Enhanced Electrochemical Performance of Cr-doped NiO Nanorods for Supercapacitor Application

Transition metal oxide nanostructures are considered as potential candidates for energy storing devices owing to their brilliant capacitive characteristics. The incorporation of 3d ions into these semiconductors for tuning their properties is a sophisticated way. Here, pure and Cr-doped NiO nanostructures with different ratios are synthesized for the first time. Doping effects on morphological, optical and electrochemical properties are studied systematically. The XRD has confirmed the phase purity with average crystalline size of 25 nm. The SEM and TEM has shown that the morphology of nanostructures was changed from particles to nano-rods structure having size in the range of 20-30nm.
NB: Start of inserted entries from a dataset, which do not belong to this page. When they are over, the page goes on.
PR #192, opened 2019-07-30
Project interface document

nottrobin:
To define the `scripts`, the `Dockerfile` and `./entrypoint`
interfaces for our projects.

### DIFF
--- a/project-structure/standard-interfaces.md
+++ b/project-structure/standard-interfaces.md
@@ -45,9 +45,13 @@ docker build --build-arg BUILD_ID={build-id} .
 
 To enable this, each website projects should contain a `Dockerfile` at the root of the project. This Dockerfile should use [multiple stages](https://docs.docker.com/develop/develop-images/multistage-build/) to do any necessary preparatory steps - e.g. installing dependencies and building assets.
 
-Most images will usually run a service on port `80`, which will typically be run a server through a file called `./entrypoint`, e.g.:
+All images [must be](<https://wiki.canonical.com/InformationInfrastructure/IS/Kubernetes/Policy?highlight=(kubernetes)|(policy)#Docker_images>) built from an official `ubuntu` image. Images should run a service on port `80`, which will typically be started through a file called `./entrypoint`, e.g.:
 
 ```dockerfile
+FROM ubuntu:bionic
+
+# ... other RUN, ADD commands etc.
+
 # Setup commands to run server
 ENTRYPOINT ["./entrypoint"]
 CMD ["0.0.0.0:80"]
--- a/project-structure/standard-interfaces.md
+++ b/project-structure/standard-interfaces.md
@@ -1,0 +1,55 @@
+---
+title: Project interface
+description: The standard interface for our projects - package.json and entrypoint
+---
+
+Our projects should all include [a `package.json` file](https://yarnpkg.com/lang/en/docs/package-json/) at the top-level of the project, which defines the standard ways the project should be run.
+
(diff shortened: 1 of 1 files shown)


project-structure/project-interface.md
```diff
@@ -0,0 +1,45 @@
...
+
+- `start`: The standard entrypoint for local development. It should run any required watchers for rebuilding files as they change, and run any local development servers etc..
+    - E.g.: `concurrently 'yarn run watch' 'yarn run serve'`
+- `build`: Build all the required assets for the project to be published. This may simply run a number of other scripts per filetype, e.g.:
+    - `build-js`: Build the JavaScript files
+    - `build-css`: Build any SCSS files etc. into CSS
+- `serve`: Run the a local webserver. This will typically use the same `./entrypoint` script as is used by the production Docker image (see below).
+- `watch`: Watch for changes in any relevant files. Again, this may be split up into sup-scripts by filetype, e.g.:
+    - `watch-js`: Watch for changes in JavaScript files and rebuild as needed.
+    - `watch-css`: Watch for changes in SCSS files and rebuild CSS as needed.
```
Lukewh: - `test`
  - `test-py`
  - `test-js`
- `lint`
  - `lint-py`
  - `lint-js`
  - `lint-css`
?

nottrobin: I writed some things about this.

anthonydillon:
Nice work, only part missing but not required is a mention of the `.env` file and its usage. :+1:

project-structure/standard-interfaces.md
```diff
@@ -0,0 +1,55 @@
...
+```bash
+yarn run build
+docker build --build-arg TALISKER_REVISION_ID={build-id} .
+```
+
+To enable this, each website projects should contain a `Dockerfile` at the root of the project. This Dockerfile will typically be run a server through a file called `./entrypoint`, e.g.:
+
+```dockerfile
+# Setup commands to run server
+ENTRYPOINT ["./entrypoint"]
```
hatched: It might be nice to add a few other commands here like `RUN` `ADD`  etc, just to show peeps that it's ok to use dockerybits here as well.

nottrobin:
@anthonydillon not mentioning `.env` for now as it's likely going to change.

project-structure/standard-interfaces.md
```diff
@@ -0,0 +1,60 @@
...
+
+The `package.json` file should define some [`scripts`](https://yarnpkg.com/lang/en/docs/package-json/#toc-scripts), and (usually) some [`dependencies` and `devDependencies`](https://yarnpkg.com/lang/en/docs/package-json/#toc-dependencies).
+
+## scripts
+
+These defined `scripts` can be run either with `yarn run {script-name}` or through [our local development tooling](https://canonical-web-and-design.github.io/practices/project-structure/the-run-script.html).
+
+Our standard script names:
+
+- `start` (required): The standard entrypoint for local development. It should run any required watchers for rebuilding files as they change, and run any local development servers etc..
```
bartaz: Do our projects have `start`?  If we treat it as required should we add one to project that don't have it?

Seems like currently the contents of the `scripts` are mostly dictated by run script, so they include `build`, `serve` `watch`, `test` with addition of some more specific ones. 

With this practice, do we want to enforce adding `start` as well? Is `start` supported by run script (like `./run start`)?

nottrobin: Yeah this is the new standard, ad yes we should implement it on projects, and will do when we migrate to the dotrun snap. Maybe you're right that I should have held off on merging until we'd got further in rolling out the new standard.

But that this point I'd rather leave this standard in place and hurry up with my dotrun snap work.

bartaz: Sure, I don't mind. Was just surprised that the only required script is the one I haven't seen in any our project yet.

The CV results has confirmed the pseudocapacitive nature of the as prepared nanostructures and maximum specific capacitance i.e. 1132.64 F/g measured for 6% Cr doped NiO which is superior than numerous reported values of pure and doped NiO. The GCD of 6% Cr doped NiO exhibited excellent charging-discharging ability with high stability and cyclic retention 90.44 % after 2000 GCD cycles and 82.14 % for 4000 GCD cycles. High capacitance and high stability of nanorods have indicated that these nanorods are potential candidates for supercapacitors.

Automated summary

Transition metal oxide nanostructures, including pure and Cr-doped NiO nanostructures with different ratios, were synthesized for the first time and systematically studied for their morphological, optical, and electrochemical properties. The doping of 3d ions significantly influenced the capacitive characteristics of the nanostructures, with 6% Cr doped NiO exhibiting superior specific capacitance and stability, making them potential candidates for supercapacitors.